Der ungeliebte Einzelne und seine Kollision mit dem System
Sämtliche Familienromane des 20. Jahrhunderts mussten den Vergleich mit Thomas Manns Buddenbrocks aushalten. Die Familienromane des 21. Jahrhunderts über die DDR müssen nun um den behäbigen Tellkampschen Turm drumrum. Das ist schade. Das ist ungerecht. Aber doch eine Chance: allen, denen der Turm zu festgefügt, zu absichtsvoll, zu eitel ist, kann man „Brüder und Schwestern“ von Birk Meinhardt in die Hand drücken.

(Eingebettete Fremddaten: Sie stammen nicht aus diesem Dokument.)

PR #6645, opened 2026-08-18
Migrate the guest user response to the generated CreateGuestResponse model

gpunto:
### Goal

Migrate the `getGuestUser` response to the generated `CreateGuestResponse` model.

### Implementation

- Replace the hand-written `TokenResponse` on the guest endpoint with the generated `CreateGuestResponse`,
  mapping its `UserResponse` to the domain user.

### Testing

- `CreateGuestResponseParsingTest` parses a payload captured from the endpoint, with only the access token
  replaced, so it pins what the server actually sends: an empty `language`, `name` at the root where the
  model declares it, and `nickname` beside it for the custom sweep. `UserResponseAdapterTest` covers the
  adapter that collects the user's custom data, which had no dedicated test before.
- A success case asserts the response maps onto the domain `GuestUser`. `access_token` and `duration` are
  both required strings, so swapping them compiled and passed everything before this; the test fails on
  that swap now.
- Device-probed on the wire with `getGuestToken`: the requested `name` round-trips, `extraData` stays empty,
  the returned id is the server's `guest-<uuid>-<requested id>` form, and the access token comes back as a
  JWT rather than another of the response's required strings.


stream-chat-android-client/src/main/java/io/getstream/chat/android/client/api2/MoshiChatApi.kt
```diff
@@ -1428,7 +1428,7 @@ constructor(
         ).mapDomain { response ->
             GuestUser(
                 response.user.toDomain(),
-                response.access_token,
+                response.accessToken,
```
andremion, line 1431: Nothing asserts this mapping. I swapped `response.accessToken` for `response.duration` here and the full client unit test suite still passed, since `testGetGuestUser` only checks the result type and `ChatClientGuestApiTests` mocks `ChatApi`. Both are required strings on the new model, so it is an easy one to get wrong. Could the device check you mentioned become an assertion, maybe a small success-case test next to `testGetGuestUser`?

stream-chat-android-client/src/test/java/io/getstream/chat/android/client/parser2/CreateGuestResponseParsingTest.kt
```diff
@@ -0,0 +1,54 @@
...
+
+    @Test
+    fun `Deserialize guest response and map the embedded user with custom fields`() {
+        val response = parser.fromJson(GUEST_JSON, CreateGuestResponse::class.java)
+
+        response.accessToken shouldBeEqualTo "guest-token"
+        response.user.id shouldBeEqualTo "guest-123"
+        response.user.role shouldBeEqualTo "guest"
+        response.user.language shouldBeEqualTo "en"
+        response.user.custom shouldBeEqualTo mapOf("nickname" to "Ghost")
```
andremion, line 36: Small thing: `duration` is the only new field here without an assertion. Add `response.duration shouldBeEqualTo "12ms"`?

stream-chat-android-client/src/test/java/io/getstream/chat/android/client/parser2/CreateGuestResponseParsingTest.kt
```diff
@@ -0,0 +1,54 @@
...
+    }
+
+    companion object {
+        private const val GUEST_JSON =
+            """{
```
andremion, line 49: `ThreadParticipantParsingTest` uses a payload captured from the real endpoint. Any reason not to use the one you captured on device here? It would also cover the `name` round trip.

andremion (approved):
Looks good. One test gap and two nits inline.

stream-chat-android-client/src/main/java/io/getstream/chat/android/client/api2/MoshiChatApi.kt
gpunto: Good catch, and the mutation was the convincing part. Added a success case next to `testGetGuestUser` that asserts the mapped `GuestUser`, and checked it bites: with `response.accessToken` swapped for `response.duration` it fails with `Expected: <the-access-token> but was: <12ms>`. The device check also now asserts the token is a JWT rather than just logging it.

stream-chat-android-client/src/test/java/io/getstream/chat/android/client/parser2/CreateGuestResponseParsingTest.kt
gpunto: Added, as `"12.65ms"` from the captured payload.

stream-chat-android-client/src/test/java/io/getstream/chat/android/client/parser2/CreateGuestResponseParsingTest.kt
gpunto: Done, re-probed to capture it. The hand-written one was wrong in small ways that matter: the server sends `"language": ""` rather than a locale, includes `teams` and `blocked_user_ids` as empty arrays, and orders `user` before `access_token`. I replaced the access token with a JWT-shaped placeholder rather than commit a real one, and shortened the guest id; the rest is verbatim. `name` is asserted now too, though note it never reaches `custom`, since the generated `UserResponse` declares it.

Die Familie Werchow lebt in einer Kleinstadt in Thüringen, schon nach wenigen Seiten kann man, wenn man will, in Gerberstedt Pößneck erkennen, die Stadt der Gerber und Drucker. Der Roman wird von je einer Beerdigung umrahmt. 1973 wird der Großvater Werchow und 1989 der Vater zu Grabe getragen. Dazwischen liegen die Geschichten der Kinder. Die von Erik, der unbedingt im Außenhandel tätig sein will und fremde Länder sehen, er wird der Angepasste. Die von Matti, der seine unangepasste Lehrerin liebt und als Binnenschiffer auf den Flüssen der DDR langtuckert. Die von Britta, die ein Biermann-Gedicht an die Wandzeitung pinnt und dafür die Schule verlassen muss; sie geht zu einem Privatzirkus.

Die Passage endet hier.